You've got to be kidding


----------



## asterisk (Oct 21, 2003)

Wow, this is disappointing.... when I think Discovery Channel I think lions, tigers, jungles, crazy birds, etc... lots of color, flashy even, not this somber ensemble.


----------



## TurboTurtle (Feb 4, 2004)

covenant said:


> You've got to be kidding


No, I'm not. - TF


----------



## TREKY (Jan 1, 1970)

*The RBR jerseys are better...*

...maybe if we get some artwork together and show them what we can do they might like it.I agree it needs more color.Not a TMobile pink thing but maybe some brighter colors would wake it up.The 6 time TDF champions deserve better than this.


----------



## Einstruzende (Jun 1, 2004)

TurboTurtle said:


> No, I'm not. - TF


Clear your mind and think about pieces of clothing that Lance has won over the last 6 years. And there's that LiveStrong thing...


----------



## meat tooth paste (Oct 6, 2004)

They should've hired Primal to design the new jersey.

Just kidding. 

I do agree with that one post about how the Discovery Channel brings animals to mind. I think they could've been creative with that wildlife association and make something cool, like Cippo's black and white zebra outfits seemed very Discovery Channel to me.


----------



## TurboTurtle (Feb 4, 2004)

Einstruzende said:


> Clear your mind and think about pieces of clothing that Lance has won over the last 6 years. And there's that LiveStrong thing...

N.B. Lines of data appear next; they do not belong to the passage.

Issue #3375, opened 2017-02-16
Warn people when they're looking at the development version of the docs


gasman:
Occasionally people find their way to the development version of the tutorial page, and get tripped up when things don't match the current release version:
https://groups.google.com/d/msg/wagtail/HPL5w1LIrAw/SvVLJKgGCgAJ

[Django's docs](https://docs.djangoproject.com/en/dev/) display a notice:

> This document is for Django's development version, which can be significantly different from previous releases. For older releases, use the version selector floating in the bottom right corner of this page.

We should see if readthedocs allows us to do the same, and add one if so.

zerolab:
RTD show a notice when viewing an old tag - https://github.com/rtfd/readthedocs.org/blob/499a74076f0debae09acc1d4c4eeeab03f8f557e/media/javascript/rtd.js#L14

I think the same can possibly be done with https://github.com/rtfd/readthedocs.org/issues/152#issuecomment-186115025

lb-:
After a bit of digging, it looks like a fix to Readthedocs may already be in the works.

Others have run into this issue here: https://github.com/rtfd/readthedocs.org/issues/3481

Also, there is a reasonably recent PR to fix it here: https://github.com/rtfd/readthedocs.org/pull/3547

I will keep an eye on that issue/PR but if others want to +thumbsup on the issue - it might help the RTD team flag that this is important.

lb-:
I'm not sure if this is new, maybe a Read the Docs option/update?

I noticed today that a small popover appears for a few seconds on the `latest` docs. 

![Image](https://github.com/user-attachments/assets/2800dfda-bce3-4001-8871-033ffa306c85)

laymonage:
@lb- yep, it's the new readthedocs addons https://about.readthedocs.com/blog/2024/07/addons-by-default/

We enabled the feature when it was still in beta a few months back, but there was an issue with our theme https://github.com/wagtail/sphinx-wagtail-theme/issues/296 so it didn't show up immediately. It's fixed now though, so I think we can close this – thanks!

lb-:
Thanks @laymonage - this is an awesome win.

PR #4148, opened 2017-12-20
fixed imports in tutorial

engineervix:
As I was going through the tutorial and running the code on my machine, I was getting `ImportError`s. These were caused by imports such as `from wagtail.core.fields import RichTextField`. I have updated the docs by adding `wagtail` prefixes where applicable. For instance:
 `from wagtail.wagtailcore.fields import RichTextField` instead of `from wagtail.core.fields import RichTextField`

### DIFF
--- a/docs/getting_started/tutorial.rst
+++ b/docs/getting_started/tutorial.rst
@@ -219,7 +219,7 @@ Now we need a model and template for our blog posts. In ``blog/models.py``:
     from wagtail.wagtailcore.models import Page
     from wagtail.wagtailcore.fields import RichTextField
     from wagtail.wagtailadmin.edit_handlers import FieldPanel
-    from wagtail.search import index
+    from wagtail.wagtailsearch import index
 
 
     # Keep the definition of BlogIndexPage, and add:
--- a/docs/getting_started/tutorial.rst
+++ b/docs/getting_started/tutorial.rst
@@ -69,9 +69,9 @@ Edit ``home/models.py`` as follows, to add a ``body`` field to the model:
 
     from django.db import models
 
-    from wagtail.core.models import Page
-    from wagtail.core.fields import RichTextField
-    from wagtail.admin.edit_handlers import FieldPanel
+    from wagtail.wagtailcore.models import Page
+    from wagtail.wagtailcore.fields import RichTextField
+    from wagtail.wagtailadmin.edit_handlers import FieldPanel
 
 
     class HomePage(Page):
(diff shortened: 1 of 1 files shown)


thibaudcolas:
Hi @engineervix 👋, thanks for looking into this.

I think you may be running into this because there is a version mismatch between the Wagtail version you're using and that of the tutorial. Those paths were renamed very recently (Wagtail 2.0, not released yet, see https://github.com/wagtail/wagtail/blob/master/docs/releases/2.0.rst#wagtail-module-path-updates).

If you look at the tutorial for the [latest stable release](http://docs.wagtail.io/en/v1.13.1/getting_started/tutorial.html), 1.13, the paths seem to be correct.

Could you let me know whether that solves it?

engineervix:
@thibaudcolas thanks for the quick response. I'm using the latest stable release (1.13) and from your [link](http://docs.wagtail.io/en/v1.13.1/getting_started/tutorial.html) the docs seem to be fine! Ah :see_no_evil: :see_no_evil:, now I get it -- I think I had initially accessed the [docs based on the latest, unreleased version (2.0)](http://docs.wagtail.io/en/latest/getting_started/tutorial.html), and I thought those were the docs for version 1.13! My bad, I apologize for my ignorance. I appreciate your quick response and guidance, thanks for pointing me in the right direction. :blush: :blush:

thibaudcolas:
Argh, this is because of #3375 😞 . Sorry this has happened to you!

engineervix:
No worries @thibaudcolas! I'm all good now! However, I think other wagtail newcomers may face a similar problem and perhaps get discouraged. After retracing my steps, I realized that the problem actually came from the [getting started section of the wagtail.io website](https://wagtail.io/developers/), where I was directed to the wrong version of the docs. I have proposed that the link on the website be changed (#4151). This may save future wagtail developers from going through what I went through :smiley:

simobasso:
@thibaudcolas you simple need to select the `stable` version in the readthedocs options.

I think here https://readthedocs.org/dashboard/wagtail/versions/

schermata 2017-12-20 alle 20 40 11

gasman:
Thanks for the report @engineervix! Have updated the link on https://wagtail.io/developers/ now.

(@simobasso The readthedocs config isn't the problem - http://docs.wagtail.io/ is already configured to redirect to the latest release version.)

simobasso:
> (@simobasso The readthedocs config isn't the problem - http://docs.wagtail.io/ is already configured to redirect to the latest release version.)

@gasman Yeah! But I think is better `stable` instead of `latest` in this case. :)

engineervix:
Thank you so much :relaxed: :relaxed: :smiley:

Issue #4298, opened 2018-02-16
Optimise representation of deeply-nested StreamField blocks in migrations


coredumperror:
Because the actual database backend of a StreamField is just a simple `LONGTEXT` populated by json-serialized block contents, the database does not need to know about changes made to the Block structure within the StreamField.

However, since Wagtail currently does provide that information to the migrations, this causes complex StreamField instances to generate *gargantuan* migrations whenever even the tiniest change is made to a single Block used by the field. Here's an [example](https://pastebin.com/pMQriqXZ). This one model's migration code is nearly **500,000 characters**. 

And another half megabyte of text will be repeated in each subsequent migration if even a single field in a single Block has a single attribute changed. This is highly undesirable, and as far as I can tell, *completely pointless*. The auto-generated migration files don't need to care about the internal structure of a StreamField; only manually written migrations that migrate the data from an old format to a new one need to care, and those don't need to be half a megabyte of code.

I'm not yet entirely sure how best to remedy this, but I think it will have something to do with `StreamField.deconstruct()`.:

    def deconstruct(self):
        name, path, _, kwargs = super(StreamField, self).deconstruct()
        block_types = self.stream_block.child_blocks.items()
        args = [block_types]
        return name, path, args, kwargs

I don't think there's any good reason for it to care about its child blocks. Though while I do have a lot of experience with dealing with, and hacking around, StreamFields, I'm not an expert. Maybe I'm missing something?

gasman:
Hi @coredumperror,
As mentioned on #3710, this is line with Django's principle of preserving all properties of a model field within migrations, not just the properties that directly affect the database schema. This ensures that any Python code in the migration, particularly for data migrations, has access to a 'frozen' version of the ORM model as it existed at that point in the migration path, regardless of how much the real model in models.py may have moved on from there.

To be honest, your example code shows a level of configurability that goes way beyond anything I anticipated, or would recommend. The purpose of Wagtail as a CMS is to provide a separation between content editing and design decisions - hooking up every conceivable design choice to a StreamField element doesn't achieve that.

chosak:
@gasman following up on this:

> your example code shows a level of configurability that goes way beyond anything I anticipated, or would recommend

Sure I've thought of the yellow jersey, but have seen no evidence of one yellow sleeve stripe as a tradition for the winner of the TdF. I've seen stripes for world and national winners, but nothing else. Is there such a tradition or is this just a marketing stripe? - TF


----------



## sgt_hedgehog (Jun 28, 2004)

wow. definetley not what I was expecting. There should be more green. I seem to remember there was a Lance Chronicles episode where Lance went to Discovery Headquarters for a press confrence and was presented a jersey that looked nothing like that. It was mostly white wth the normal Discovery logo on the chest and black/white sleeves. I liked that one a lot more.


----------



## sgt_hedgehog (Jun 28, 2004)

asterisk said:


> Wow, this is disappointing.... when I think Discovery Channel I think lions, tigers, jungles, crazy birds, etc... lots of color, flashy even, not this somber ensemble.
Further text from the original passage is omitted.